Seyret Perişan Halimi...

İtiraf et sevgili okur sende televizyon izlemekten hoşlanıyorsun. Evet, bende öyle. Bu sefer daha önce yazdıklarımla ilintili birkaç şey daha ekleyeyim dedim. Sıkılıyorasn söle bak, dost meclisindeyiz şurda, bu işin ayıbı olmaz.


Daha önce aslında tv programlarını, beğenimizi veya itirazımızı belirterek biz yönlendiriyoruz, aslında sevmediğimiz şeylerin ömrünü böyle uzatıyoruz demiştim. Hatırla o eski günleri (2 gün önce yazmıştım, zaman ne çabuk geçiyor değil mi okur? )

İzlerken eminim sen de çok gülüyorsundur. Bu evlendirme programları, yarışmalar, gözetleme tipi programları falan. Hem gülüp hem içinden "olm bunnar gerçek deil, oynuyorlar resmen ya" diyorsundur. Bunun da etkisiyle tabii ki için rahat gülüyorsun. Bende öyle. Nasıl olsa oyun bu. Hepsi bir kurgudan ibaret.

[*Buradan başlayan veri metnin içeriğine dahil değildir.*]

PR #7407, opened 2019-05-02
Pid Tuning: Stream rate adjustment, Automatic flight mode switching

DonLakeFlyer:
* QGC will increase stream rates on ATTITUDE and ATTITUDE_TARGET messages for usable graphs. If you are running with low bandwidth telemetry you may need to adjust the vehicle settings further to make bandwidth room for these faster rates.
* Add "Automatic Flight Mode Switching". If you try to tune a vehicle in Stabilize mode while trying to capture the charts with Start/Stop on the ui it can become quite a handful for one person. The concept here is you turn this mode on. Then for example in PX4 you start in Positionor or Hold mode so the vehicle is stable. When you click Start, the vehicle switches to Stabilized, you then twitch to a side to generate data in Stablized mode and when you click Stop the vehicle goes to Hold flight mode. That way it's isn't running off on you while you are futzing with the PID Tuning ui.

Screen Shot 2019-05-02 at 4 46 48 PM

### DIFF
--- a/src/AutoPilotPlugins/PX4/PX4TuningComponentCopter.qml
+++ b/src/AutoPilotPlugins/PX4/PX4TuningComponentCopter.qml
@@ -61,26 +61,6 @@ SetupPage {
                         max:            15
                         step:           1
                     }
-                    /*
-  These seem to have disappeared from PX4 firmware!
-                    ListElement {
-                        title:          qsTr("Roll sensitivity")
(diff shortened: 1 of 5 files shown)


DonLakeFlyer:
I was able to get reasonable graphs on PX4 by switching the mav mode to Minimal and mav rate to 2kb/sec over the radio. Still a WIP as to whether this will work well for tuning over something like a SiK radio. I'll do some flight testing tomorrow with it.

DonLakeFlyer:
I also changed the sliders on the basic tuning pages back to regulars sliders.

Aynısını orada gördüğün insanlara ve sunuculara söylesen, terlikle kovalarlar seni. Daha önce de buna benzer şeyler söylendi; siz oynuyorsunuz, gerçek değilsiniz diyerek. Nasıl ortalığı ayağa kaldırıyorlar hatırla sevigili ve pek muhterem okur. Sunucular gözlerinini iri iri açıp, şaşırmış ve kızmış şekilde "sen ne demek istiyorsun" der, konuklar da "bu bizim hayatımız, gerçekten böyle, ne kadar ayıp dalga geçmen" der ve seyirciyi el birliğiyle galeyana getirip saldırmaya başlarlar. İlk başta çıkan o güçlü, o yiğit, o yüksek sesin giderek kısılır, derdini anlatamayacağını düşünüp susarsın. Birde programda ağlarsa karşındaki vatandaş, işte o zaman hayırlı olsun dünyanın en şerefsiz, en s.kkafalı, en adi (afedersin) insanı seçilirsin. Oldu mu, olmadı mı ? Oldu.

Birde şunu düşündün mü okuyucu; numara yapanlar bir yana, birde gerçekten onu yaşayanlar varsa. Ya gerçekten öyle hissediyorlarsa ? O zaman gerçekten insanların duygularına saygısızlık etmiş olmazmıyız sevgili okur. O zaman buna o büyük kalbimiz, tertemiz yüreğimiz nasıl dayanır.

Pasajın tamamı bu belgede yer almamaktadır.